### PROBLEM STATEMENT
Once you find the line with "expect(REGION_MAP['ITU23_2M']).toBe(28);" in the entries below, return exactly every line from it through the line with "Addressed in the latest commit.".

### DATASET
PR #4749, opened 2026-08-16
fix(config): resolve every firmware region name; stop writing UNSET back to radios

Yeraze:
Chasing the "missing region frequency bands" I flagged after #4746 turned up **a worse and unrelated bug underneath it**.

## The bug: MeshMonitor could write UNSET back to a radio

`REGION_MAP` turns a firmware-reported region *name* into its numeric code, and `ConfigurationTab` resolves it as `REGION_MAP[name] || 0`.

Six names the protobuf defines were missing: `ITU2_2M`(28), `ITU3_2M`(33), `ITU1_70CM`(34), `ITU2_70CM`(35), `ITU3_70CM`(36), `ITU2_125CM`(37). Each resolved to **UNSET(0)**.

That value isn't only displayed — it goes into the `setLoRaConfig` payload, which is a **whole-struct replace**. So a user on any amateur 2m/70cm/1.25m band who opened the Configuration tab and saved *any* unrelated LoRa setting would have written UNSET back to their radio, taking it off its band.

The region picker offered all of these already. Only reading them back was broken.

## The naming inconsistency was the cause, not a cosmetic detail

Value 28 is `ITU2_2M` upstream. MeshMonitor called it `ITU23_2M`, conflating ITU regions 2 and 3 — which are **separate codes** (28 and 33).

A previous review flagged this as cosmetic. It isn't: it's precisely why a device reporting the real protobuf name resolved to nothing. The old spelling is retained as an alias so stored and exported configs still load.

**Second symptom of the same drift:** regions 33–37 were also absent from `AMATEUR_RADIO_REGIONS`, so users on those bands got no amateur-radio warning at all.

## On the original finding — there is nothing to transcribe

I fetched firmware master's `RadioInterface.cpp`. Its `regions[]` table defines **26 regions, and none of these six are among them**. The protobuf declares the codes; the firmware hasn't implemented their bands.

So the frequency gap is upstream, not ours. Guessing values from names like `EU_866` was the trap I declined earlier — now confirmed rather than merely suspected. The Site Planner already discloses that gap at runtime (#4746).

## Guard

A test reads `enum RegionCode` straight from the protobuf and fails when a name can't be resolved, a value disagrees, or a readable region is missing from the picker. Mutation-checked: removing the new entries fails it with the list and the file to fix.

It also pins `UA_868 = 15 [deprecated = true]` — the annotation form nearly escaped my pattern, and a parser that skipped it would have under-reported silently.

## Verification

- Full suite: **15,139 passed, 0 failed**. `lint:ci` and `tsc` clean.
- One existing sync test updated: it hardcoded the old `ITU23_2M` name. Its *intent* (map and set agree) is preserved and extended.

### DIFF
--- a/src/components/configuration/LoRaConfigSection.test.tsx
+++ b/src/components/configuration/LoRaConfigSection.test.tsx
@@ -141,14 +141,27 @@ describe('LoRaConfigSection', () => {
   describe('Amateur Radio Region Warning (#3924)', () => {
     it('flags the ITU 2m amateur regions (27, 28) as amateur bands', () => {
       expect(isAmateurRadioRegion(27)).toBe(true); // ITU1_2M
-      expect(isAmateurRadioRegion(28)).toBe(true); // ITU23_2M
+      expect(isAmateurRadioRegion(28)).toBe(true); // ITU2_2M
     });
 
     it('keeps the amateur region set in sync with REGION_MAP values', () => {
       expect(AMATEUR_RADIO_REGIONS[27]).toBe('ITU1_2M');
-      expect(AMATEUR_RADIO_REGIONS[28]).toBe('ITU23_2M');
+      // 28 is `ITU2_2M` upstream. MeshMonitor previously called it `ITU23_2M`,
+      // conflating ITU regions 2 and 3 — which are separate codes (28 and 33).
+      expect(AMATEUR_RADIO_REGIONS[28]).toBe('ITU2_2M');
       expect(REGION_MAP['ITU1_2M']).toBe(27);
+      expect(REGION_MAP['ITU2_2M']).toBe(28);
+      // The old spelling still resolves, for stored/exported configs.
       expect(REGION_MAP['ITU23_2M']).toBe(28);
+    });
+
+    it('flags the amateur bands that were previously unrecognised', () => {
+      // 33-37 are amateur 2m/70cm/1.25m allocations. They were absent from
+      // AMATEUR_RADIO_REGIONS, so a user on one of them got no amateur-band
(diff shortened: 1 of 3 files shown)


Yeraze:
Addressed in the latest commit.

**The stale comment — fixed, and I'd push back gently on "purely cosmetic".** The block header claimed *"Values mirror Config.LoRaConfig.RegionCode"* and then listed `28 = ITU23_2M (ITU Region 2/3 amateur 2m)`. That's a name the protobuf doesn't define, merging two distinct codes.

It's the documentation that would have *reassured* anyone checking whether the mapping was complete — asserting protobuf fidelity while stating the exact falsehood that made it incomplete. A wrong comment claiming authority is worse than no comment. It now lists every amateur region with its real protobuf name, and records what it used to claim so the correction is legible rather than silent.

**`|| 0` vs `?? 0` in `ConfigurationTab`** — agreed on both counts: `?? 0` is semantically cleaner, and the behaviour is identical here since `REGION_MAP['UNSET']` is genuinely `0`. Left alone deliberately — with the map now complete the coalesce is unreachable for any real region name, and changing an expression in the save path of a whole-struct LoRa write earns nothing. Worth folding into a wider `|| →  ??` sweep if someone does one.

Worth noting what the `|| 0` actually cost, since it's the reason this was destructive rather than merely wrong: an unresolvable name didn't fail loudly or leave the field blank — it produced a *valid-looking* region that then rode into `setLoRaConfig`. A `??` would have behaved identically. The real defect was the incomplete map, which is what the guard now covers.

Full suite green, `lint:ci` and `tsc` clean.

PR #4754, opened 2026-08-16
fix(messages): stop hiding real messages that mention areyoumeshingwith.us (#4751)

### LINKED ISSUE #4751: [BUG] Messages with URLs vanish from chat when link previews disabled
## Bug: Messages with certain URLs disappear from chat UI when "Show link previews" is disabled

**Reported by:** matt (Discord)

### Description

With "Show link previews" disabled in settings, sending a message from a Meshtastic source that contains a URL causes the message to be sent successfully but not displayed in the chat UI. The message appears to vanish — unclear if it's a storage issue or a rendering issue.

### Reproduction

- Does **not** occur with `example.com` in the message body
- **Does** occur with `map.areyoumeshingwith.us` in the message body
- Only triggers when "Show link previews" is disabled
- Message is sent (confirmed), but the UI shows no record of the source having sent it

### Evidence

Video demonstrating the bug was posted in Discord `#meshtastic` channel on 2026-08-16 ~09:06 EDT by matt (.m.a.t.t.).

### Analysis

Static analysis of `LinkPreview`, `renderMessageWithLinks()`, and all four message views (MessagesTab, ChannelsTab, UnifiedMessagesPage, MeshCoreMessageStream) shows `linkPreviewsEnabled` correctly gates only the preview card — not the message text. However, the URL-specific reproduction (works with `example.com`, fails with `map.areyoumeshingwith.us`) suggests the issue is in URL parsing, link preview fetching, or error handling for specific URL patterns when previews are disabled — possibly an unhandled error during preview metadata fetch that propagates up and prevents the message from rendering, even though the preview component itself returns `null`.

### Suggested investigation

- Check if `map.areyoumeshingwith.us` triggers a different code path in URL detection or metadata fetching
- Check for uncaught errors in the link preview metadata fetch that could bubble up and prevent message rendering
- Check if an ErrorBoundary or try/catch around the preview fetch silently swallows the message display

Authored by NodeZero 0️⃣

Yeraze:
## Summary
Fixes #4751 — messages containing certain URLs (e.g. `map.areyoumeshingwith.us`) vanished from the channel view.

## Root cause
`isMqttBridgeMessage()` (an inline closure in `App.tsx`) hides MQTT-bridge status lines from the channel view. Its fallback heuristic does a **bare substring match** against a blocklist that includes the literal string `areyoumeshingwith.us` (the community MQTT broker domain) and `mqtt.`. A normal user message like `Check out map.areyoumeshingwith.us` contains that substring, so it was classified as a bridge message and filtered out by `ChannelsTab` **before render** — the message was sent and stored, but never drawn. `example.com` matches no pattern, which is why it rendered fine.

The text heuristic was only ever meant as a fallback for legacy messages that predate the `viaMqtt` packet field, but it ran unconditionally — including on modern packets carrying `viaMqtt === false`.

## Fix
Trust the `viaMqtt` flag when it is present: a packet with `viaMqtt === false` is authoritative and is never run through the substring heuristic. The heuristic now only applies to legacy messages where `viaMqtt` is absent. This removes the whole class of false positives.

Also extracted the inline closure into `src/utils/messageFilters.ts` so it's unit-testable, and added regression tests.

## A note on the report
The issue attributes the trigger to the **"Show link previews"** setting. That's a misattribution — the filter is gated on the **"Show MQTT messages"** toggle (default off), which has zero coupling to link previews in code. The `LinkPreview` / `renderMessageWithLinks` paths were traced and ruled out (their regex requires an `http(s)://`/`www.` prefix that the test strings don't even have; nothing throws). Worth confirming with the reporter that they had "Show MQTT messages" off, but it doesn't change the fix.

## Tests
- New `src/utils/messageFilters.test.ts` (8 cases): asserts `map.areyoumeshingwith.us` + `viaMqtt:false` renders, a real `viaMqtt:true` packet is still filtered, unknown senders still filtered, and the legacy `viaMqtt`-absent fallback still catches genuine bridge lines.
- Existing `ChannelsTab` tests pass unchanged.
- `npm run lint:ci` clean.

### DIFF
--- a/src/App.tsx
+++ b/src/App.tsx
@@ -41,6 +41,7 @@ import { type TemperatureUnit } from './utils/temperature';
 // calculateDistance and formatDistance moved to useTraceroutePaths hook
 import { DeviceInfo, Channel } from './types/device';
 import { MeshMessage } from './types/message';
+import { isMqttBridgeMessage } from './utils/messageFilters';
 import { NodeFilters } from './types/ui';
 import { getHashTabRedirectTarget } from './utils/tabHashRedirect';
 import { ResourceType } from './types/permission';
@@ -928,36 +929,6 @@ function App() {
     dmMessagesContainerRef,
     applyPollMessages,
   } = useMessagingView();
-
-  // Function to detect MQTT/bridge messages that should be filtered
-  const isMqttBridgeMessage = (msg: MeshMessage): boolean => {
-    // Primary check: use the viaMqtt field from the packet if available
-    if (msg.viaMqtt === true) {
-      return true;
-    }
-
-    // Filter messages from unknown senders
-    if (msg.from === 'unknown' || msg.fromNodeId === 'unknown') {
-      return true;
-    }
-
-    // Filter MQTT-related text patterns (fallback for older messages without viaMqtt)
-    const mqttPatterns = [
-      'mqtt.',
-      'areyoumeshingwith.us',
-      /^\d+\.\d+\.\d+\.[a-f0-9]+$/, // Version patterns like "2.5.7.f77c87d"
-      /^\/.*\.(js|css|proto|html)/, // File paths
-      /^[A-Z]{2,3}[�\x00-\x1F\x7F-\xFF]+/, // Garbage data patterns
-    ];
-
-    return mqttPatterns.some(pattern => {
-      if (typeof pattern === 'string') {
-        return msg.text.includes(pattern);
-      } else {
-        return pattern.test(msg.text);
-      }
-    });
-  };
 
   // Load configuration and check connection status on startup
   useEffect(() => {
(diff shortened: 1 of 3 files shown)


Yeraze:
Thanks for the review. On the one point raised — the "unknown sender" guard running before the `viaMqtt === false` early-return:

This is intentional and preserves existing behavior. The unknown-sender filter is orthogonal to the URL-substring bug this PR fixes — it's about not surfacing messages we can't attribute to a known node, which is a separate product decision from MQTT-bridge detection. Reordering it so the `viaMqtt` flag wins first would change which unattributable messages appear in the channel view, which is out of scope for #4751 and something I'd rather not fold into a targeted bugfix. Keeping the minimal diff here.

Agree on `sourcePath` — not needed; the `viaMqtt` gate already removes the false-positive class this PR targets.

PR #235, opened 2026-07-06
Add Fletcher-32 checksum (algo="fletcher")

chrislongros:
Adds Fletcher's 32-bit checksum as `algo="fletcher"`, alongside `crc32`/`crc32c`. It computes two running sums over 16-bit little-endian words, each modulo 65535, returned as an eight-character hex string:

```r
digest("abcde", algo = "fletcher", serialize = FALSE)   # "f04fc729"
```

Registered as algorithm 14 in `algo_int()`, wired into `digest()` and `getVDigest()`, and documented in `man/digest.Rd`. 

Tests in `inst/tinytest/test_fletcher.R` cover the reference vectors plus the empty, raw, file, and `getVDigest` paths.

### DIFF
--- a/ChangeLog
+++ b/ChangeLog
@@ -1,3 +1,11 @@
+2026-07-07  Christos Longros  <chris.longros@gmail.com>
+
+	* src/digest.c: Add Fletcher-32 checksum as algorithm 14
+	* R/digest.R (digest): Register "fletcher" in algo choices
+	* R/vdigest.R (getVDigest): Idem
+	* man/digest.Rd: Document "fletcher" and add reference
+	* inst/tinytest/test_fletcher.R: Add reference check vectors
+
 2025-12-05  Dirk Eddelbuettel  <edd@debian.org>
 
 	* .github/workflows/ci.yaml: Switch to actions/checkout@v6
--- a/R/digest.R
+++ b/R/digest.R
@@ -27,7 +27,7 @@
 digest <- function(object, algo=c("md5", "sha1", "crc32", "sha256", "sha512",
                                   "xxhash32", "xxhash64", "murmur32",
                                   "spookyhash", "blake3", "crc32c",
-                                  "xxh3_64", "xxh3_128"),
+                                  "xxh3_64", "xxh3_128", "fletcher"),
                    serialize=TRUE,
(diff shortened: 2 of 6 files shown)


eddelbuettel:
That looks quite nice and clean, thank you. Will take a closer look in a bit.

Is this something that would misbehave if we had a big-endian machine?  Also, is there is source reference for this?  

[ Goes looking ]

I guess https://en.wikipedia.org/wiki/Fletcher%27s_checksum would suit. Something to add to `digest.Rd` ?

chrislongros:
> That looks quite nice and clean, thank you. Will take a closer look in a bit.
> 
> Is this something that would misbehave if we had a big-endian machine?  Also, is there is source reference for this?  
> 
> [ Goes looking ]
> 
> I guess https://en.wikipedia.org/wiki/Fletcher%27s_checksum would suit. Something to add to `digest.Rd` ?

This implementation is not affected by endianness. I can add a reference to the algorithm in .Rd

eddelbuettel (changes requested):
This looks good to me!  Happy to merge.  Could you do two more things:

1. Add a reference to the method to the main Rd page? Link to wikipedia page is fine.

2. Can you add to the ChangeLog file describing the changes briefly, similar to what you see in file?  The leading line has two spaces between date, name, email.

eddelbuettel (approved):
Thanks for making those additions, and of course for the contribution.

eddelbuettel:
Just noticed at r-universe that the source package had a small slip-up, we overlooked the '%27' for the apostrophe needed an escape.  My bad, should have caught that in code review. Fixing it now.

eddelbuettel:
I also added you as a contributor.  If you have an ORCiD I can add if you drop it here, if you don't no worries.

chrislongros:
> I also added you as a contributor. If you have an ORCiD I can add if you drop it here, if you don't no worries.

Thank you for crediting me as contributor! My ORCID is 0009-0001-2717-0857.

eddelbuettel:
LOL. I am still asleep at the wheel. We both also forgot to run `R CMD check` -- the list of known digest algos needs updating the vigest Rd file too.  I just took care of it.

PR #236, opened 2026-07-10
Add fletcher to README algorithm list and update contributors

chrislongros:
Two small README updates: add fletcher to the algorithm list in the overview, and add myself to the co-authors.


eddelbuettel (approved):
LGTM

eddelbuettel:
Needed a ChangeLog entry too (a little less urgently than the main PR but still...) so I just took care of that.

PR #237, opened 2026-07-11
Add sha256 known-answer tests from the NIST FIPS 180-4 vectors

chrislongros:
Adds known-answer tests for sha256 based on the **NIST FIPS 180-4** vectors (empty string, "abc", the two-block message, one million 'a') via digest(), getVDigest(), and raw=TRUE.

### DIFF
--- a/ChangeLog
+++ b/ChangeLog
@@ -1,3 +1,10 @@
+2026-07-11  Christos Longros  <chris.longros@gmail.com>
+
+	* DESCRIPTION (Version, Date): Roll micro version and date
+
+	* inst/tinytest/test_digest.R: Add sha256 known-answer tests using
+	the NIST test vectors for FIPS 180-4
+
 2026-07-10  Christos Longros  <chris.longros@gmail.com>
 
 	* DESCRIPTION (Version, Date): Roll micro version and date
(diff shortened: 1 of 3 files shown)


ChangeLog
```diff
@@ -1,3 +1,10 @@
+2026-07-11  Christos Longros  <chris.longros@gmail.com>
+
+	* DESCRIPTION (Version, Date): Roll micro version and date
```
eddelbuettel, line 3: Just as a comment, it's probably best "in general" to leave that to the package maintainer. Here it's fine because this is very incremental to a very recent version.

eddelbuettel (approved):
Nice.  It's good to have reference vectors (and I was wondering about that for 'fletcher' too but I presume there is none).

eddelbuettel:
I also noticed we hadn't added 'fletcher' to DESCRIPTION::Description so I just took care of that.

chrislongros:
> Nice.  It's good to have reference vectors (and I was wondering about that for 'fletcher' too but I presume there is none).
> 
> 

I could not find any official test vectors based on a standard. I used the Wikipedia's examples.

eddelbuettel:
Yes, been there / done that. Sometimes a Python (or alike) implementation can serve. True reference values are a gold standard so well played with this PR.

PR #238, opened 2026-07-12
Add sha512 known-answer tests from the NIST FIPS 180-4 vectors

chrislongros:
Adds known-answer tests for sha512 based on the NIST FIPS 180-4 vectors ("abc", the two-block message, one million 'a') via digest(), getVDigest(), and raw=TRUE.


eddelbuettel (approved):
Thanks!

eddelbuettel:
(ChangeLog as always ... I'll will edit it in.)

Issue #1343, opened 2025-06-18
numpy break change np.fromstring binary mode removed


xiaoyao9184:
### System Info

pip show numpy
Name: numpy
Version: 2.3.0

### Environment/Platform

- [ ] Website/web-app
- [ ] Browser extension
- [ ] Server-side (e.g., Node.js, Deno, Bun)
- [ ] Desktop app (e.g., Electron)
- [x] Other (e.g., VSCode extension)

### Description

Convert model to ONNX

### Reproduction

python -m scripts.convert --quantize --model_id Qwen/Qwen2.5-0.5B-Instruct

```
Traceback (most recent call last):
  File "<frozen runpy>", line 198, in _run_module_as_main
  File "<frozen runpy>", line 88, in _run_code
  File "/home/ubuntu/code/transformers.js/scripts/convert.py", line 456, in <module>
    main()
  File "/home/ubuntu/code/transformers.js/scripts/convert.py", line 428, in main
    quantize(
  File "/home/ubuntu/code/transformers.js/scripts/quantize.py", line 309, in quantize
    quantize_fp16(
  File "/home/ubuntu/code/transformers.js/scripts/quantize.py", line 217, in quantize_fp16
    model_fp16 = float16.convert_float_to_float16(
                 ^^^^^^^^^^^^^^^^^^^^^^^^^^^^^^^^^
  File "/home/ubuntu/code/transformers.js/scripts/float16.py", line 255, in convert_float_to_float16
    value_info_block_list = process_tensor_in_node(
                            ^^^^^^^^^^^^^^^^^^^^^^^
  File "/home/ubuntu/code/transformers.js/scripts/float16.py", line 510, in process_tensor_in_node
    convert_tensor_float_to_float16(
  File "/home/ubuntu/code/transformers.js/scripts/float16.py", line 138, in convert_tensor_float_to_float16
    float32_list = np.fromstring(tensor.raw_data, dtype="float32")
                   ^^^^^^^^^^^^^^^^^^^^^^^^^^^^^^^^^^^^^^^^^^^^^^^
ValueError: The binary mode of fromstring is removed, use frombuffer instead
```

fidoriel:
just install numpy 2.2.

PR #1351, opened 2025-07-01
Pin numpy version for scripts

fidoriel:
This is not a definitive version but should fix current issues.
Closes https://github.com/huggingface/transformers.js/issues/1343

### DIFF
--- a/scripts/requirements.txt
+++ b/scripts/requirements.txt
@@ -4,3 +4,4 @@ optimum@git+https://github.com/huggingface/optimum.git@b04feaea78cda58d79b8da67d
 onnx==1.17.0
 tqdm==4.67.1
 onnxslim==0.1.48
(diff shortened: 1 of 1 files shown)


scripts/requirements.txt
```diff
@@ -4,3 +4,4 @@ optimum@git+https://github.com/huggingface/optimum.git@b04feaea78cda58d79b8da67d
 onnx==1.17.0
 tqdm==4.67.1
 onnxslim==0.1.48
+numpy==2.2
```
xenova:
```suggestion
numpy==2.2.6
```

xenova: maybe 2.2.6 instead of 2.2.0?

xenova:
Thanks!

### OUTPUT
       expect(REGION_MAP['ITU23_2M']).toBe(28);
+    });
+
+    it('flags the amateur bands that were previously unrecognised', () => {
+      // 33-37 are amateur 2m/70cm/1.25m allocations. They were absent from
+      // AMATEUR_RADIO_REGIONS, so a user on one of them got no amateur-band
(diff shortened: 1 of 3 files shown)


Yeraze:
Addressed in the latest commit.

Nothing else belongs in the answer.